Task details ::
Print the data that follows exactly as it stands, from its first line through the line containing "## Description", and stop there.

(Stored items)
PR #9558, opened 2022-01-25
mysql: use UTF8mb4 as consistent connection charset

vmg:
## Description

OK, after a lot of testing I have what I believe is a working solution for the weird collation behavior we've been seeing in Vitess clusters. What I figured out is that the workaround that we implemented in our MySQL connection code to support collations >255 was not really working. As a reminder, when connecting to a MySQL server, a handshake is performed between client and server to agree on a "connection charset" (as defined in the MySQL documentation). Now, two critical facts about this: the wire protocol only has 1 byte for this charset, so it's not possible to use charsets higher than 255; and what the documentation calls "charset" is in fact the ID of a full collation, that can very well go above 255.

This PR hence does the following things:

1. It removes the `db_collation` flag that @frouioui and I introduced a couple months ago. Since this flag never made it to any Vitess releases, there's no deprecation notice needed. As a result of this investigation, we now understand that setting a "charset" and a "collation" for a connection is redundant, as the charset is actually a collation ID. The workaround we had to enforce a custom collation, which was doing it via SQL once the connection was open, is not giving reliable results: we were performing a `SET collation_connection` call, but the semantics of this change are _weird_ and it appears to only apply to some string comparisons in SQL. It's not a wholistic change like what we'd get by passing a charset via the handshake when connecting.

2. It adds support for passing collation names to the `db_charset` flag **as long as those collations have a collation ID <=255**, so that it fits in the handshake packet. This is a non-breaking change that matches the behavior of the commandline flags to `mysql` (the MySQL CLI client). You can pass a charset name like we were doing before, such as `utf8mb4`, but you can also pass a full collation like `utf8m4_general_ci`. Vitess will error out if you attempt to pass a collation that resolves to an ID > 255. Fortunately, all the collation IDs for the default collations for all charsets in all MySQL versions are <=255.

3. It reliably changes the default charset used for Vitess clusters **based on the underlying MySQL server version**. Vitess clusters based on MySQL 5.x will use `utf8mb4_general_ci` by default (unless configured otherwise with the `db_charset` flag). Vitess clusters based on MySQL 8+ will use `utf8mb4_0900_ai_ci`. To note: `utf8mb4_0900_ai_ci` _is_ the default charset for a MySQL 8.0 deployment, and Vitess will not match that behavior. However, `utf8mb4_general_ci` is _not_ the default charset for a MySQL 5.7 deployment: that'd be `utf8_general_ci`. We believe this is a terrible default, particularly since `utf8` is a deprecated charset in MySQL, so we want to enforce all users to use `utf8mb4` charsets even in 5.7 to prevent them from shooting themselves in the foot.

## Checklist

### DIFF
--- a/go/mysql/collations/env.go
+++ b/go/mysql/collations/env.go
@@ -221,12 +221,6 @@ func Local() *Environment {
 	return defaultEnv
 }
 
-// DefaultConnectionCharset is the default 1-byte charset flag that will be sent in all
-// MySQL clients created by Vitess. This is hardcoded to `utf8mb4_0900_ai_ci` because
-// it's the default in MySQL 8.0+. Older versions of MySQL that do not support this
-// charset will automatically fall back to their built-in default.
-const DefaultConnectionCharset = CollationUtf8mb4ID
-
 // A few interesting character set values.
 // See http://dev.mysql.com/doc/internals/en/character-set.html#packet-Protocol::CharacterSet
 const (
@@ -235,25 +229,29 @@ const (
 	CollationBinaryID  = 63
 )
 
-func ParseConnectionCharset(csname string) (uint8, error) {
-	csname = strings.ToLower(csname)
-	switch csname {
-	case "utf8mb4":
-		return CollationUtf8mb4ID, nil
-	case "utf8":
-		return CollationUtf8ID, nil
-	case "latin1":
-		return 8, nil
-	case "":
-		return DefaultConnectionCharset, nil
+func (env *Environment) DefaultConnectionCharset() uint8 {
+	switch env.version {
+	case collverMySQL80:
+		return CollationUtf8mb4ID
 	default:
-		for id, meta := range globalVersionInfo {
-			for _, alias := range meta.alias {
-				if alias == csname && id < 256 {
-					return uint8(id), nil
-				}
-			}
-		}
+		return 45
+	}
+}
+
+func (env *Environment) ParseConnectionCharset(csname string) (uint8, error) {
+	if csname == "" {
+		return env.DefaultConnectionCharset(), nil
+	}
+
+	var collid ID = 0
+	csname = strings.ToLower(csname)
+	if defaults, ok := env.byCharset[csname]; ok {
+		collid = defaults.Default.ID()
+	} else if coll, ok := env.byName[csname]; ok {
+		collid = coll.ID()
+	}
+	if collid == 0 || collid > 255 {
 		return 0, fmt.Errorf("unsupported connection charset: %q", csname)
 	}
+	return uint8(collid), nil
 }
--- a/go/mysql/collations/env.go
+++ b/go/mysql/collations/env.go
@@ -236,7 +236,8 @@ const (
 )
 
 func ParseConnectionCharset(csname string) (uint8, error) {
-	switch strings.ToLower(csname) {
+	csname = strings.ToLower(csname)
+	switch csname {
 	case "utf8mb4":
 		return CollationUtf8mb4ID, nil
 	case "utf8":
@@ -246,6 +247,13 @@ func ParseConnectionCharset(csname string) (uint8, error) {
 	case "":
 		return DefaultConnectionCharset, nil
 	default:
+		for id, meta := range globalVersionInfo {
+			for _, alias := range meta.alias {
+				if alias == csname && id < 256 {
+					return uint8(id), nil
+				}
+			}
+		}
 		return 0, fmt.Errorf("unsupported connection charset: %q", csname)
 	}
 }
--- a/go/mysql/collations/env.go
+++ b/go/mysql/collations/env.go
@@ -229,6 +229,11 @@ const (
 	CollationBinaryID  = 63
 )
 
+// DefaultConnectionCharset is the default charset that Vitess will use when negotiating a
+// charset in a MySQL connection handshake. Note that in this context, a 'charset' is equivalent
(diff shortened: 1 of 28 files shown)


go/mysql/server.go
```diff
@@ -591,7 +592,7 @@ func (c *Conn) writeHandshakeV10(serverVersion string, authServer AuthServer, en
 	pos = writeUint16(data, pos, uint16(capabilities))
 
 	// Character set.
-	pos = writeByte(data, pos, CharacterSetUtf8)
+	pos = writeByte(data, pos, CharacterSetUtf8mb4)
```
frouioui: `CharacterSetUtf8mb4` is set to `45` which is `uf8mb4_general_ci`, shouldn't we change that constant to use `utf8mb4_0900_ai_ci` (use `collations.DefaultConnectionCharset`)?

frouioui: It got resolved via https://github.com/vitessio/vitess/commit/8b26ffe088966a8e8cfe0c1fd1b1b22ed5f21940 :)

go/mysql/collations/env.go
```diff
@@ -246,3 +220,40 @@ func Local() *Environment {
...
+	default:
+		for id, meta := range globalVersionInfo {
+			for _, alias := range meta.alias {
+				if alias == csname && id < 256 {
+					return uint8(id), nil
+				}
+			}
+		}
+		return 0, fmt.Errorf("unsupported connection charset: %q", csname)
+	}
```
frouioui, line 258: If I understand correctly, Vitess will not support charsets with an ID > 256, for instance, `utf8mb4_es_0900_ai_ci` will not be usable by someone who explicitly sets the `collation` flags on both VTGate and VTTablet.
The fact that we are removing the `set collation_connection` post-handshake kind of bugs me. 
I understand we cannot use such ID for the handshake since we only have 1 byte available. However, to support collations with an ID greater than 256 could we reestablish the `set collation_connection`, or are we dropping support for them?

vmg:
OK, after a lot of testing I have what I believe is a working solution. What I figured out is that the workaround that we implemented in our MySQL connection code to support collations >255 was not really working. As a reminder, when connecting to a MySQL server, a handshake is performed between client and server to agree on a "connection charset" (as defined in the MySQL documentation). Now, two critical facts about this: the wire protocol only has 1 byte for this charset, so it's not possible to use charsets higher than 255; and what the documentation calls "charset" is in fact the ID of a full collation, that can very well go above 255.

This PR hence does the following things:

1. It removes the `db_collation` flag that @frouioui and I introduced a couple months ago. Since this flag never made it to any Vitess releases, there's no deprecation notice needed. As a result of this investigation, we now understand that setting a "charset" and a "collation" for a connection is redundant, as the charset is actually a collation ID. The workaround we had to enforce a custom collation, which was doing it via SQL once the connection was open, is not giving reliable results: we were performing a `SET collation_connection` call, but the semantics of this change are _weird_ and it appears to only apply to some string comparisons in SQL. It's not a wholistic change like what we'd get by passing a charset via the handshake when connecting.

Your solution ::
PR #9558, opened 2022-01-25
mysql: use UTF8mb4 as consistent connection charset

vmg:
## Description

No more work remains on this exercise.